%%

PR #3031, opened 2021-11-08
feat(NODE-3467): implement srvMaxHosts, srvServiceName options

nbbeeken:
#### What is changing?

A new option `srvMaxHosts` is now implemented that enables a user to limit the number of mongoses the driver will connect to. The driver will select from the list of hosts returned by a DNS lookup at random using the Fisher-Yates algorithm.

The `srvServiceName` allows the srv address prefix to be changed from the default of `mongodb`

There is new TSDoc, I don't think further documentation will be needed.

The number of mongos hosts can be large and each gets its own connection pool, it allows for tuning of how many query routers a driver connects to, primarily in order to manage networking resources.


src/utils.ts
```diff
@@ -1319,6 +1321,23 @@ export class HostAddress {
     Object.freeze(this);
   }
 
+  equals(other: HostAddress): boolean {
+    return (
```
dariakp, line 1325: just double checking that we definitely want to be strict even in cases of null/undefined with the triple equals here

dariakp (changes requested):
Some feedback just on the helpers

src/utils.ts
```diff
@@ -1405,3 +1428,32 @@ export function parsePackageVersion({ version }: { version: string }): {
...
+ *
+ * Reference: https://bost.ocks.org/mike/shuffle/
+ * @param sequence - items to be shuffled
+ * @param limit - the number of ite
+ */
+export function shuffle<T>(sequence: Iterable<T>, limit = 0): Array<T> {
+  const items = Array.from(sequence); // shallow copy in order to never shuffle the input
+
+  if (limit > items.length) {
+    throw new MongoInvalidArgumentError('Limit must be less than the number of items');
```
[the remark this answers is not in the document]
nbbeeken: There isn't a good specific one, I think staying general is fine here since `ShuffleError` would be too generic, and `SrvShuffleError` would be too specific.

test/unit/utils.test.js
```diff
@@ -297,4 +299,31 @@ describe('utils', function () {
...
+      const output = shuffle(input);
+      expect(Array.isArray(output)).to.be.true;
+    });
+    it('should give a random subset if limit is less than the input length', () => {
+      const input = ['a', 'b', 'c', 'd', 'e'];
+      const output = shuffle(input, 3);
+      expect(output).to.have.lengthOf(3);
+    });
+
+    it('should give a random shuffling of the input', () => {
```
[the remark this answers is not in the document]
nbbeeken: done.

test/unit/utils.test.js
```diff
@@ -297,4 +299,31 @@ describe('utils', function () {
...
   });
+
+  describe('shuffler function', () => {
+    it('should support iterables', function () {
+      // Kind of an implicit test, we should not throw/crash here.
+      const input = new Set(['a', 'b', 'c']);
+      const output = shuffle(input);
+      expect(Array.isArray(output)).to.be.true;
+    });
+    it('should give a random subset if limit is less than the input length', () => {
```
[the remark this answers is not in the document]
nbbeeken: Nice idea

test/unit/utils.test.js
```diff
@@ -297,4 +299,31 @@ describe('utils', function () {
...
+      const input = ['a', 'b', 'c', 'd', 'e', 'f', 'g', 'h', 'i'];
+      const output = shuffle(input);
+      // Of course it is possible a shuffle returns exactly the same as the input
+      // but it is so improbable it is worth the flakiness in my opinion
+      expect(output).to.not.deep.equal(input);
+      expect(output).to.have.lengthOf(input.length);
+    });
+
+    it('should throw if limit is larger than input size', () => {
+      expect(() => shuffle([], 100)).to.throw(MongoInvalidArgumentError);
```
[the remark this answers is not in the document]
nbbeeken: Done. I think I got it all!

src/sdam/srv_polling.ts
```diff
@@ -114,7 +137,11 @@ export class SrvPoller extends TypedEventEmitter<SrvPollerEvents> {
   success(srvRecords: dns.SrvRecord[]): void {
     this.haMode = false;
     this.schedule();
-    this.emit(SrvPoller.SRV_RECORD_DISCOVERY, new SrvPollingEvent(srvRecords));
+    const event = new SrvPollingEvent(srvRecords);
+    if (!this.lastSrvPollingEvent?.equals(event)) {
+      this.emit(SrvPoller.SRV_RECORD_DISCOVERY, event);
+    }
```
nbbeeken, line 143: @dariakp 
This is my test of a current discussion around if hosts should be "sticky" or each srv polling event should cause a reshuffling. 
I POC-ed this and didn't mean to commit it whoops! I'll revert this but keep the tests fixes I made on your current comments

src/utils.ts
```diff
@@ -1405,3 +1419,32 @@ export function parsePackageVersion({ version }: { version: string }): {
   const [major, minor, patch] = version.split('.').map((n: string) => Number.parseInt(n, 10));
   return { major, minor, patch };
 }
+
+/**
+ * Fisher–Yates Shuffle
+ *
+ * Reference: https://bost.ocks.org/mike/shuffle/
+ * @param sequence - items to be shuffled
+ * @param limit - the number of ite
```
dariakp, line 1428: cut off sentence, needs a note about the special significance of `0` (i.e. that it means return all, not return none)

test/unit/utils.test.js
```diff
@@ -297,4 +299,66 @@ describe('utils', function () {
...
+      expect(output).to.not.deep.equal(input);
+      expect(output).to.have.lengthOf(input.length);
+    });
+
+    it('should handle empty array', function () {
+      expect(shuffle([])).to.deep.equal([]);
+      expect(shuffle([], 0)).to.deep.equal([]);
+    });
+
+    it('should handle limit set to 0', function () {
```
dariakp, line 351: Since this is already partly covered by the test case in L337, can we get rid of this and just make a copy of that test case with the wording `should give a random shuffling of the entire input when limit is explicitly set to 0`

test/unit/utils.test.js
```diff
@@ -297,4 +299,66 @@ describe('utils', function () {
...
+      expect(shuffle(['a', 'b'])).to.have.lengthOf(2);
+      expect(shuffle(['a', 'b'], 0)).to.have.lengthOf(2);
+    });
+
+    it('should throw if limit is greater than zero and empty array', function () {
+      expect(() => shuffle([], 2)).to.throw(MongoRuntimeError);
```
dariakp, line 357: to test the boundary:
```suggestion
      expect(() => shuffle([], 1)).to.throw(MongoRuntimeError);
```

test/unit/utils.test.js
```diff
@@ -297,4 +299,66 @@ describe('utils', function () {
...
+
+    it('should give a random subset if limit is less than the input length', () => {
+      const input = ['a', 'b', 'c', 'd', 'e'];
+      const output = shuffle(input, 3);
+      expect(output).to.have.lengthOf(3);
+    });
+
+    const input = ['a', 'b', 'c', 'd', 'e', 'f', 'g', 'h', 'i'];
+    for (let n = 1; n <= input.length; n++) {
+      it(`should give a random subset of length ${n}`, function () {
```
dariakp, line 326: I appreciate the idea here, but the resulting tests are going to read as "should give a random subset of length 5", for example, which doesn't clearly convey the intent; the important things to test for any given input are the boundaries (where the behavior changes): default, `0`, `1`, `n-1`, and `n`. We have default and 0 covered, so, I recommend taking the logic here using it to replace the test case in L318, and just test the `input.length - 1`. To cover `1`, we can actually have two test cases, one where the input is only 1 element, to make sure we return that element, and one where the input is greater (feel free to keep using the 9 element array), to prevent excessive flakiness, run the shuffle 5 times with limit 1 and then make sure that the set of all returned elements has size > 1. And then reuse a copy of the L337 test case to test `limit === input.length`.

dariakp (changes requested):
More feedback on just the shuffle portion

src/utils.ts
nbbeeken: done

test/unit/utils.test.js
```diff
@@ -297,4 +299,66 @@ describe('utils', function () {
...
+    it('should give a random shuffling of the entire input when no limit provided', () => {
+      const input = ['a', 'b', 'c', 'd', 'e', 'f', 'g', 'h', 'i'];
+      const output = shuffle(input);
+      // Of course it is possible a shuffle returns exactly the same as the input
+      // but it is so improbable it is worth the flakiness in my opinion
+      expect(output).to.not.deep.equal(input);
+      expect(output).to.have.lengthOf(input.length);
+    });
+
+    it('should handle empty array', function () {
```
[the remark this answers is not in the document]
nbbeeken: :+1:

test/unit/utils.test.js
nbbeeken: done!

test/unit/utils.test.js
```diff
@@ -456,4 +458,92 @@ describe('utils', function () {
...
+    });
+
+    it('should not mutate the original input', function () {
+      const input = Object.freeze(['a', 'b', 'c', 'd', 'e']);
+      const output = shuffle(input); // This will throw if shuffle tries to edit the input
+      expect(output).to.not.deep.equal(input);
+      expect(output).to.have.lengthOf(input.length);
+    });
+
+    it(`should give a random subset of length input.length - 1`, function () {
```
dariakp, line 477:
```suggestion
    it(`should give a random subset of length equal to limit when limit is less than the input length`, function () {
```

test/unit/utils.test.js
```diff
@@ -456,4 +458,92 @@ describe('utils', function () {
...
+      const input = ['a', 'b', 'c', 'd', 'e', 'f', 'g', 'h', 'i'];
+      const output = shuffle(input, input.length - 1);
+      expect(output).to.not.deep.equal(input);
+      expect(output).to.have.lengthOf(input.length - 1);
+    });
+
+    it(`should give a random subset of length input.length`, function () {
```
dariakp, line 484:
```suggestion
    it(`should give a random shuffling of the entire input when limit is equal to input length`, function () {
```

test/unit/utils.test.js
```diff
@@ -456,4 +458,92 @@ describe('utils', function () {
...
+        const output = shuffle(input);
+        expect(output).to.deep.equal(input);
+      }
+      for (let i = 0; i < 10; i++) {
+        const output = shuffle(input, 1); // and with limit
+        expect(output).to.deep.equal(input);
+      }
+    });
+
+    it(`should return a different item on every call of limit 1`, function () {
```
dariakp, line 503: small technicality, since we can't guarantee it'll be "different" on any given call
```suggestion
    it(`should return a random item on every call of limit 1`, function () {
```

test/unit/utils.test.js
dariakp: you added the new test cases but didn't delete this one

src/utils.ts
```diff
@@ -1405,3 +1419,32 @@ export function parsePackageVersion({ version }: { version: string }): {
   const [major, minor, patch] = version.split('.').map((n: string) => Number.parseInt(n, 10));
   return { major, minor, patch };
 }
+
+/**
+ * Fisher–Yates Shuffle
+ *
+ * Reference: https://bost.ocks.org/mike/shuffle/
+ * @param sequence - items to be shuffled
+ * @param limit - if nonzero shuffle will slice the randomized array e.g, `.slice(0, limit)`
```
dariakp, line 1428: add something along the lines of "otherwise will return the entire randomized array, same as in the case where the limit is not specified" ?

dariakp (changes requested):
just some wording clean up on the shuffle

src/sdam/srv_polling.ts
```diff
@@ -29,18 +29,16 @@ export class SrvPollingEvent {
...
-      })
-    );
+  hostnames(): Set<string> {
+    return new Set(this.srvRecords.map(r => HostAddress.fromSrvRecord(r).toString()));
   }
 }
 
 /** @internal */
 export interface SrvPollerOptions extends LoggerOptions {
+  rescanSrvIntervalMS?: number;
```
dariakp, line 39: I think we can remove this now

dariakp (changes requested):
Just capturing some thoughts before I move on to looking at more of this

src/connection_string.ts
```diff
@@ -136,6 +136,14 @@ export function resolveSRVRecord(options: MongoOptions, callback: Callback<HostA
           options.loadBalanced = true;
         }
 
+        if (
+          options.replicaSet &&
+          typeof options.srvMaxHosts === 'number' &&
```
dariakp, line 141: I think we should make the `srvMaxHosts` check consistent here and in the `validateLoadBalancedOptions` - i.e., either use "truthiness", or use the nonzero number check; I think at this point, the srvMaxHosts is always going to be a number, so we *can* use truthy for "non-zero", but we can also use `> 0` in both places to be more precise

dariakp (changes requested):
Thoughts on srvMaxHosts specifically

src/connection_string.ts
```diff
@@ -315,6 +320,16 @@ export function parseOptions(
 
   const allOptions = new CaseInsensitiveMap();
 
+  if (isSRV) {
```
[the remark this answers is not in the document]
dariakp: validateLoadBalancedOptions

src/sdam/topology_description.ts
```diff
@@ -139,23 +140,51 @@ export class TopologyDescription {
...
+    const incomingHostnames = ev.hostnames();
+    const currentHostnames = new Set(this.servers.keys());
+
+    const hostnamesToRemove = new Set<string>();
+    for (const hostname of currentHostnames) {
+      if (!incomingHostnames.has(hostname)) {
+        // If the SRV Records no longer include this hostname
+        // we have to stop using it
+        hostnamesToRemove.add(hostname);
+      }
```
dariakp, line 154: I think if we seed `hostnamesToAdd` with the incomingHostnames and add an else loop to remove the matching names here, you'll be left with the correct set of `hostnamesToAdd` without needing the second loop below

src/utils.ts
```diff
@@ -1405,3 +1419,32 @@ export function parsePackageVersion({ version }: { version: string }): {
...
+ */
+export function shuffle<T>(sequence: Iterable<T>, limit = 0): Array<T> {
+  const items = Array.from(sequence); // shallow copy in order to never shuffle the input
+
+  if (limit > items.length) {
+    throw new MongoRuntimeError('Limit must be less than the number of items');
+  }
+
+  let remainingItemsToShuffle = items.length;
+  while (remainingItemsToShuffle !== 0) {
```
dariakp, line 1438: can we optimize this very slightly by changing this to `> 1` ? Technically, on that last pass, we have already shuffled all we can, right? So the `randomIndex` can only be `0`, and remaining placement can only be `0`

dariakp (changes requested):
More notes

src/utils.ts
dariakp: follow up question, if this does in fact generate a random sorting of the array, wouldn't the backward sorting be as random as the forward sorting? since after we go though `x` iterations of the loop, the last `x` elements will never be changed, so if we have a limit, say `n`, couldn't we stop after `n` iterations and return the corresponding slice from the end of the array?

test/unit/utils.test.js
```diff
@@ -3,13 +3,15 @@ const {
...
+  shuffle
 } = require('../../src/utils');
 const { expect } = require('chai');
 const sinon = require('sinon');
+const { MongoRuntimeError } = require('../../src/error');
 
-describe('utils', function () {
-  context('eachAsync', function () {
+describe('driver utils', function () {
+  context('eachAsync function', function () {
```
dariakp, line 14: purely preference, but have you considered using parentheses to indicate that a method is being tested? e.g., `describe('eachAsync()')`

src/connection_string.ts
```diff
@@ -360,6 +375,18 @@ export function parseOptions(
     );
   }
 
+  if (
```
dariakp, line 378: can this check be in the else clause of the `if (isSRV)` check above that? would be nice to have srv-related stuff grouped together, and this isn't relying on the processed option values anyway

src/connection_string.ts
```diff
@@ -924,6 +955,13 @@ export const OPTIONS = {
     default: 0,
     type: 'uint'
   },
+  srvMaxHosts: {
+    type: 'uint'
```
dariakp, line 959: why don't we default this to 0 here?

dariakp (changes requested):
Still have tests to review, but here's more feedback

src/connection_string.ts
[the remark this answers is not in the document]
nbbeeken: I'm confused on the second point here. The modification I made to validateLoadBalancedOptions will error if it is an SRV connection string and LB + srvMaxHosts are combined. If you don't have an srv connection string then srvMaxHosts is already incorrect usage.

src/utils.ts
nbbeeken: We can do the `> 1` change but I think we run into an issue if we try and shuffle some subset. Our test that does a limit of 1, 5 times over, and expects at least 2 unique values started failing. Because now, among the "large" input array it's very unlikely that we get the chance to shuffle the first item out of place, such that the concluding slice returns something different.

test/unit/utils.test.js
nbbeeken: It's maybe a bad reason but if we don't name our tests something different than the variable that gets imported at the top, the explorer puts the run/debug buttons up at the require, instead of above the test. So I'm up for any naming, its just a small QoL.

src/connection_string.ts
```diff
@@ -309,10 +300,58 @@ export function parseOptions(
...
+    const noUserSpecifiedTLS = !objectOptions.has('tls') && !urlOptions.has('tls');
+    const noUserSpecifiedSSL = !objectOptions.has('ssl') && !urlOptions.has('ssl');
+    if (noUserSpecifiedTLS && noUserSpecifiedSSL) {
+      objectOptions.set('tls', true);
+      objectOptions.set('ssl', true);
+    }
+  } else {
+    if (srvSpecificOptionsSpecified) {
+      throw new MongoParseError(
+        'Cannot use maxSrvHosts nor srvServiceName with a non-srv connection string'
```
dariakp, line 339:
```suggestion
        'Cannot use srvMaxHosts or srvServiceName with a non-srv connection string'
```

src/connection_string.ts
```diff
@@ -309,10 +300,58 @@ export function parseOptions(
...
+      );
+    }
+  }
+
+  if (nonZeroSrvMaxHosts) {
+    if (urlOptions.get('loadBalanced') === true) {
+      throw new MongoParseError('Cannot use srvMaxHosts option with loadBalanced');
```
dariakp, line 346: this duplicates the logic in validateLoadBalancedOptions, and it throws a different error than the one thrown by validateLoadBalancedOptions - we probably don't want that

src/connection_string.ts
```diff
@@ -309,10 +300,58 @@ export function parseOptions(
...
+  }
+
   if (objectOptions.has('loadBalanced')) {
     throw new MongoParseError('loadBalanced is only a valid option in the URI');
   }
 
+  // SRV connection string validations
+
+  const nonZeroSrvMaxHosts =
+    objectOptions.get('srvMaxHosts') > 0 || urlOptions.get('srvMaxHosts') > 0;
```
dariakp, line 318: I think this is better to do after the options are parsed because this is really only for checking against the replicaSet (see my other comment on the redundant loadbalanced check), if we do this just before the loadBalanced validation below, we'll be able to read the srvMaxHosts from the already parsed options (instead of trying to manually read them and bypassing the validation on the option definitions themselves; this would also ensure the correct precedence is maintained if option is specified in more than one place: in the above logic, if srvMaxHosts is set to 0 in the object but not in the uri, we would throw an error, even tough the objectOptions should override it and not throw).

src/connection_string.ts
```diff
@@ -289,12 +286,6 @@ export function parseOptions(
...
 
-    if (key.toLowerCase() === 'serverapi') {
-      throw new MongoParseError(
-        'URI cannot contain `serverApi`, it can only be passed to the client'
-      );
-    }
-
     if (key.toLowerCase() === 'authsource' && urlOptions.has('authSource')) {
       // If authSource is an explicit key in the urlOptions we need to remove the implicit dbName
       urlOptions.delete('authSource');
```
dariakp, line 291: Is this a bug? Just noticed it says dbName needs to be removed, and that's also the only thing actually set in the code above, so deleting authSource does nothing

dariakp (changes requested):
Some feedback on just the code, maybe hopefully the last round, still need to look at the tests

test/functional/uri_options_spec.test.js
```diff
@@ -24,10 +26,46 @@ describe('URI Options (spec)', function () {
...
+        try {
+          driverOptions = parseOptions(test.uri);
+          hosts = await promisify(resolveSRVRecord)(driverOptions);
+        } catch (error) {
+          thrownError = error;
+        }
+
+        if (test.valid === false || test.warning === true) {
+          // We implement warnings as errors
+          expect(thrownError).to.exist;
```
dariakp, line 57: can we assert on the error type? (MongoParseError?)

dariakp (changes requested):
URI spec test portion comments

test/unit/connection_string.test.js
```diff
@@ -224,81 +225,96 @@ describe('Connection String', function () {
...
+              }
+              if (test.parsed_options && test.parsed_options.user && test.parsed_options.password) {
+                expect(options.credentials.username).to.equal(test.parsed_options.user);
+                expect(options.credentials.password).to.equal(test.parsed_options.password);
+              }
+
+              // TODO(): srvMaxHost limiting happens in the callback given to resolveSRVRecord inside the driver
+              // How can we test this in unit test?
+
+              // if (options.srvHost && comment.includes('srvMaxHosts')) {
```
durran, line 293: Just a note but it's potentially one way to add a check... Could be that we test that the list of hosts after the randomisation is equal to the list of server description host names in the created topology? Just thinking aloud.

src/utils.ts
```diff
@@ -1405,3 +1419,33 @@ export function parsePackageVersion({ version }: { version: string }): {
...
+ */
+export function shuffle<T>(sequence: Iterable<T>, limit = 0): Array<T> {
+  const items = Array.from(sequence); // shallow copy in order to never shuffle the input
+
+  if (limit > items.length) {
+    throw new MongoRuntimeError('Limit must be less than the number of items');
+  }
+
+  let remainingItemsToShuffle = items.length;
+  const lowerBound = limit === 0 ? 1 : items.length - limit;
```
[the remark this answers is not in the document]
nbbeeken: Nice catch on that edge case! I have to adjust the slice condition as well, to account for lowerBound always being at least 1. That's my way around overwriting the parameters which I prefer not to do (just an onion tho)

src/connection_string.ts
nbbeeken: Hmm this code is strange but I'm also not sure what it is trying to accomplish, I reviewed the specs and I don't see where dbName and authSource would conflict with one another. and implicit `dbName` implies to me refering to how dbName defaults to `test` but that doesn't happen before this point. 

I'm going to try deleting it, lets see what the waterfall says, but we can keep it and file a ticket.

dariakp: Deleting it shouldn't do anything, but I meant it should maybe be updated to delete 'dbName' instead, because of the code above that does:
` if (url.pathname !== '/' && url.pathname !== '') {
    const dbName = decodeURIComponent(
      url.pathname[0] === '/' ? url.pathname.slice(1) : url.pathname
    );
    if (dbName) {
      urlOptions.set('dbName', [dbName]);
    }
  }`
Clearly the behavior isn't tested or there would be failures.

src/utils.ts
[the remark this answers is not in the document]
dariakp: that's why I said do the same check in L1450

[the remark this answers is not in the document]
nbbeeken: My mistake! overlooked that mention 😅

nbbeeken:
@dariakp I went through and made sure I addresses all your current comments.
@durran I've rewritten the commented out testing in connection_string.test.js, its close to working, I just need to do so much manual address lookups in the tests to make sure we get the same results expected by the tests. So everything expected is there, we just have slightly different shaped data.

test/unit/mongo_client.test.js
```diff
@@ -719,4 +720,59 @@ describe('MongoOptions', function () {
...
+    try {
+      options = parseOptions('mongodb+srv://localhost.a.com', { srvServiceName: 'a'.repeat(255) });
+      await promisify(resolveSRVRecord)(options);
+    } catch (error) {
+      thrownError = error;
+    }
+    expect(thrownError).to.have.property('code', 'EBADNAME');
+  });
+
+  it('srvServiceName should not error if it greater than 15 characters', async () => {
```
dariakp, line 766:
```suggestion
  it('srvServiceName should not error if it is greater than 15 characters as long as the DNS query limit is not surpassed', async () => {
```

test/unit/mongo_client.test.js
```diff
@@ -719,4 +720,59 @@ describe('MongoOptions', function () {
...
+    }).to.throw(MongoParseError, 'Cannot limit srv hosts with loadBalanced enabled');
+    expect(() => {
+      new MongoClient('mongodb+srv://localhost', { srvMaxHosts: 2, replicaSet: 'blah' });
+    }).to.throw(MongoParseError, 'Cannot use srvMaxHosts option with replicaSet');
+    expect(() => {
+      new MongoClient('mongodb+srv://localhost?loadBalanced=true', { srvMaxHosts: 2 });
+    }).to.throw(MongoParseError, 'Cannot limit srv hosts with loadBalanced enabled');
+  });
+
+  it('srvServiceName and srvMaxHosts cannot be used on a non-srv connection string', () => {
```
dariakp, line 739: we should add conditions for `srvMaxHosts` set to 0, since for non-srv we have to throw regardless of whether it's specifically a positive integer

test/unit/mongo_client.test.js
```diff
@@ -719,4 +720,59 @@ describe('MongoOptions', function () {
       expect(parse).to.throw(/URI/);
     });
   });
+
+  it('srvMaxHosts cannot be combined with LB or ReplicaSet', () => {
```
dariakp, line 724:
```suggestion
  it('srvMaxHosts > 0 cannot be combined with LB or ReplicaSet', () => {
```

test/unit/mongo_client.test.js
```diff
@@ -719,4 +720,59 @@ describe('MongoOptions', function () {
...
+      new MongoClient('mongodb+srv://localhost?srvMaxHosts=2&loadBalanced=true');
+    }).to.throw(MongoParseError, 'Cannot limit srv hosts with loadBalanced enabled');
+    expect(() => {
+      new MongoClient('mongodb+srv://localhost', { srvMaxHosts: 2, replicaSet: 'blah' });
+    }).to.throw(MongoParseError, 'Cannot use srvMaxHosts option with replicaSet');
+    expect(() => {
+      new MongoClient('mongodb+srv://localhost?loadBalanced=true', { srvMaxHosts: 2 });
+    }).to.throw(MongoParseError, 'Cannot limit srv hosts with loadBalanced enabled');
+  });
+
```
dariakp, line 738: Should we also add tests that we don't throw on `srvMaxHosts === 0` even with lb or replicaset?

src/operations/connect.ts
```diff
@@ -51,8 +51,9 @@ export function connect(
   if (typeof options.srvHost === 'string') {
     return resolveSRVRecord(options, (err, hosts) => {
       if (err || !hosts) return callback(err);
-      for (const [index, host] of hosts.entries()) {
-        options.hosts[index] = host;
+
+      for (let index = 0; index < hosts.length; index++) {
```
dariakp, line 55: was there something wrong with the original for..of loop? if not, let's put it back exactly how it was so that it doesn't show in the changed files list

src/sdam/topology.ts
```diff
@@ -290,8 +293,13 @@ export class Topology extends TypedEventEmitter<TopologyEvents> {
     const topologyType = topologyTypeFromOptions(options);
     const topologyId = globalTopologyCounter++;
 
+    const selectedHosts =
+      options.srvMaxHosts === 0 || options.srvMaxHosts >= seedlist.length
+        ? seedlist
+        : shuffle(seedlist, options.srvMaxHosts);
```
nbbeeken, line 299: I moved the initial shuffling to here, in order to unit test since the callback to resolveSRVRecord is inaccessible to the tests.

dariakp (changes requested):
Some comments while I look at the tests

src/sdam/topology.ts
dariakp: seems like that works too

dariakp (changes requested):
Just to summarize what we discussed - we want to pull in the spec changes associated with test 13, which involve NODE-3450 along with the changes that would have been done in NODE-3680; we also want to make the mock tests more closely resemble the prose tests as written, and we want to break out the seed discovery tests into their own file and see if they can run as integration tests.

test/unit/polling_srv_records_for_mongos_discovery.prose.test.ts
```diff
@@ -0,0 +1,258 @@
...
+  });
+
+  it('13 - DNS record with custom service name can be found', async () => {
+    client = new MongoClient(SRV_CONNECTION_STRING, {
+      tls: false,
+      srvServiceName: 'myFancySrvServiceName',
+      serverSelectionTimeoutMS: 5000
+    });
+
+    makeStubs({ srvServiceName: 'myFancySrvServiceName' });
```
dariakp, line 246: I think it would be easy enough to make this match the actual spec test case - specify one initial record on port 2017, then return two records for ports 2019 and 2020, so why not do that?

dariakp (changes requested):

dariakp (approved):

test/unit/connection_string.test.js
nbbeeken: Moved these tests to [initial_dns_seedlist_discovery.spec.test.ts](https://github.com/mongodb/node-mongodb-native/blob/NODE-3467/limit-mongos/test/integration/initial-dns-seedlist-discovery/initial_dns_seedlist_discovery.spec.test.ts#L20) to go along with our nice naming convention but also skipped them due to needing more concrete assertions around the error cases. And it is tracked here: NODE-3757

%%
%%

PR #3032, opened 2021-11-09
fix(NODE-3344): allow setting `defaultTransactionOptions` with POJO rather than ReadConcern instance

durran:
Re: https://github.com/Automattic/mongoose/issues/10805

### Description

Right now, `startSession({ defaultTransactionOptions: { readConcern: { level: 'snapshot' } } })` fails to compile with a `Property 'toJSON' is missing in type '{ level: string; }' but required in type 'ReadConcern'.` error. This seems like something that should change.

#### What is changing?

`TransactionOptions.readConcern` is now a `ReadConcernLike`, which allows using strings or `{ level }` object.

%%

Scan the listing for the string "noUserSpecifiedSSL". Copy each line that has it.

■ RESULT OF THE TASK
+    const noUserSpecifiedSSL = !objectOptions.has('ssl') && !urlOptions.has('ssl');
+    if (noUserSpecifiedTLS && noUserSpecifiedSSL) {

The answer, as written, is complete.